# Brian Cooke of TFL claims cyclists are freeloaders.



## glenn forger (3 Jan 2015)

https://twitter.com/BrianCookeBeck/status/551329127329173504

User Actions
Follow

*Brian Cooke*‏@BrianCookeBeck
@BristolCyclist @VincentStops irrelevant. They pay lots in taxes that help pay. Cyclists pay virtually zilch.


----------



## Hip Priest (3 Jan 2015)

Brian Cock more like.


----------



## phil_hg_uk (3 Jan 2015)

By the looks of it brian would benefit from getting out on a bike himself.


----------



## downfader (3 Jan 2015)

He's been threatening to sue a number of riders on twitter for "deformation"


----------



## dodgy (3 Jan 2015)

He's getting completely demolished on Twitter by fact and reason. But it won't make any difference, the cronies at TFL will likely still look after their own.


----------



## Rohloff_Brompton_Rider (3 Jan 2015)

What an embarrassment.


----------



## Bollo (3 Jan 2015)

phil_hg_uk said:


> By the looks of it brian would benefit from getting out on a bike himself.


Separated at birth? (or hatching? I don't know how Hutts, or tfl board members are born)


----------



## Pale Rider (3 Jan 2015)

All Cooke seems to be saying is motoring is more heavily taxed than cycling.

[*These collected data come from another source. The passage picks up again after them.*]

Issue #839, opened 2021-05-18
Determine resource requirements for Batch jobs


rbreslow:
The Batch jobs have an existing shape, but we'll have an opportunity to choose different instance types that have more flexibility around temporary storage when we move to a managed CE. We should determine what the least vCPU, memory, and temporary storage requirements are.

The general shape of things as they are now:

- Batch jobs [require](https://github.com/azavea/pfb-network-connectivity/blob/develop/deployment/aws-batch/job-definitions/production-pfb-analysis-run-job.json) 8 vCPUs and 30 GB of memory. 
- The container instance in production is an `i3.2xlarge`, [which has](https://docs.aws.amazon.com/AWSEC2/latest/UserGuide/storage-optimized-instances.html#storage-instances-hardware) 8 vCPUs and 60 GB of memory. 
- According to [instance store volumes](https://docs.aws.amazon.com/AWSEC2/latest/UserGuide/InstanceStorage.html#instance-store-volumes), `i3.2xlarge` has a single 1,900 GB NVMe volume for ephemeral storage.

Some questions to guide thinking:

- How much temporary storage does the job actually need?
- Can we tune down vCPUs/memory for the job? Right now, we're requesting an instance that wastes 30 GB of memory. If we're able to scale down, we may be able to pack multiple jobs onto a single instance.

KlaasH:
Ok, I did some looking into this. This isn't an answer, exactly, but it narrows things down and hopefully gives us a path to an answer.

### Current resources
#### CPUs
8 VCPUs.  This was increased from 2 in PR #355 because we had to stop running multiple jobs per instance, so it made sense to fully utilize the instances with each job.  (Actually it was first increased from 2 to 7, leaving one VCPU for the jobs that wrote out static tile pyramids. Then when we switched to Tilegarden and didn't need that tiling task anymore, that last CPU was added to the analysis job's allocation.)

#### Memory
Total memory: 30GB. This was increased in PR #355 from 12.3GB. The WORK_MEM, SHARED_BUFFERS, and MAINTENANCE_WORK_MEM variables were also increased (doubled).

[...]

PR #945, opened 2023-05-08
Increase analysis RAM allocation and fix provisioning

### LINKED ISSUE #940: Batch processing sometimes fails
Notes from Klaas:
- You can see jobs and filter by status here (the default filters aren't useful and apparently setting them doesn't affect the URL, so you have to select the queue and change the filters every time).  That has a "total run time" column, which is useful for isolating jobs that ran a long time but ultimately failed.
- When you click into the details for a job, there's a "Status reason" field in the "Job information" box. Some of those say "AnalysisJob terminated via API by rebecca@peopleforbikes.org", so those don't count as failures.
- Ones that say "Essential container in task exited" with status FAILED, like this one, are the interesting ones in terms of trying to identify problems.
- That same "Job information" panel on the detail view has a "Log stream name" field that links to the logs for that task.  If you click through to the logs for that failed one, the spot where things went wrong says:
```
psql:../features/paths.sql:59: server closed the connection unexpectedly
This probably means the server terminated abnormally
```
- We may need to get postgres to log to stdout in order to see a better error message since the logs are in the Postgres container, which doesn't get persisted
  - this may be difficult because the pg container runs as a background process

KlaasH:
## Overview

The functional change here is increasing the memory allocation to the analysis Batch task to use the full RAM available on the i3.2xlarge instance we're using in the Batch compute environment.  I had [previously concluded](https://github.com/azavea/pfb-network-connectivity/issues/839#issuecomment-978232796) that the jobs were only using about half of the 32GB we had allocated, but the biggest jobs have been crashing recently and it's possible memory is to blame.  And there's no reason not to use all the memory on the instance.

I'm opening this as a draft PR because I already deployed the job definition update to production, so what's left is the changes I made in the course of spinning up my dev instance again and doing a limited deploy (I reused the containers, so only the services that have the job definition ID embedded in their parameters needed to change).

Here's what else is going on here:
- There are separate job definition templates for staging and production, and historically staging used smaller instances and lower resource allocations.  That probably made sense early in development, but I think at this point it makes more sense to make staging as similar to production as we can, so I updated all the staging parameters to match the production ones.
- I added an 'update-tfvars' subcommand to `infra`, just for convenience.
- The base image for the `angularjs` and `tilegarden` containers is old enough that its package directory no longer exists in the main Debian repo.  For `tilegarden`, I was able to update the base image from `stretch` to `buster` and it worked fine.  The `angularjs` container uses an older version of Node, and the Grunt build failed with the oldest Node version I could get with `buster`, so I left it on `stretch` and updated the apt repo to use http://archive.debian.org/debian.
- Along the same lines (things being old): the Bower registry is still plugging along, but the `bower install` started throwing "certificate expired" errors.  I think the certificate is actually fine and the problem is that it's based on a root certificate that the container doesn't have because it's too new.  But I didn't go into it too much, just worked around it as recommended [here](https://github.com/bower/bower/issues/2608).

Resolves #940 (hopefully)

## Testing Instructions

When the time comes, this should be tested by:
- Spinning up a dev instance and making sure the front end, API, and analysis (run by hand from the command logged by the API) work as usual.
- Doing a staging deploy to make sure the provisioning parts are working.

## Checklist

### DIFF
--- a/deployment/aws-batch/job-definitions/production-pfb-analysis-run-job.json
+++ b/deployment/aws-batch/job-definitions/production-pfb-analysis-run-job.json
@@ -5,7 +5,7 @@
     "containerProperties": {
         "image": "{image}",
         "vcpus": 8,
-        "memory": 30720,
+        "memory": 61000,
         "command": [
             "/pfb/scripts/entrypoint.sh"
         ],
--- a/deployment/aws-batch/job-definitions/staging-pfb-analysis-run-job.json
+++ b/deployment/aws-batch/job-definitions/staging-pfb-analysis-run-job.json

It's a banal observation, but hardly an offensive one.


----------



## 400bhp (3 Jan 2015)

downfader said:


> He's been threatening to sue a number of riders on twitter for "deformation"



Looks like he deformed himself by over eating.


----------



## BrynCP (3 Jan 2015)

> They pay lots in taxes that help pay. Cyclists pay virtually zilch.




New tax band? Cyclist, 0%?
Wear your helmet or Lycra to the shops and pay 0 VAT?

I rarely spend my money, but since taking up cycling Wiggle et al have collected a lot of VAT off me! That'll be in addition to five figure income tax bill.


----------



## deptfordmarmoset (3 Jan 2015)

Pale Rider said:


> All Cooke seems to be saying is motoring is more heavily taxed than cycling.
> 
> It's a banal observation, but hardly an offensive one.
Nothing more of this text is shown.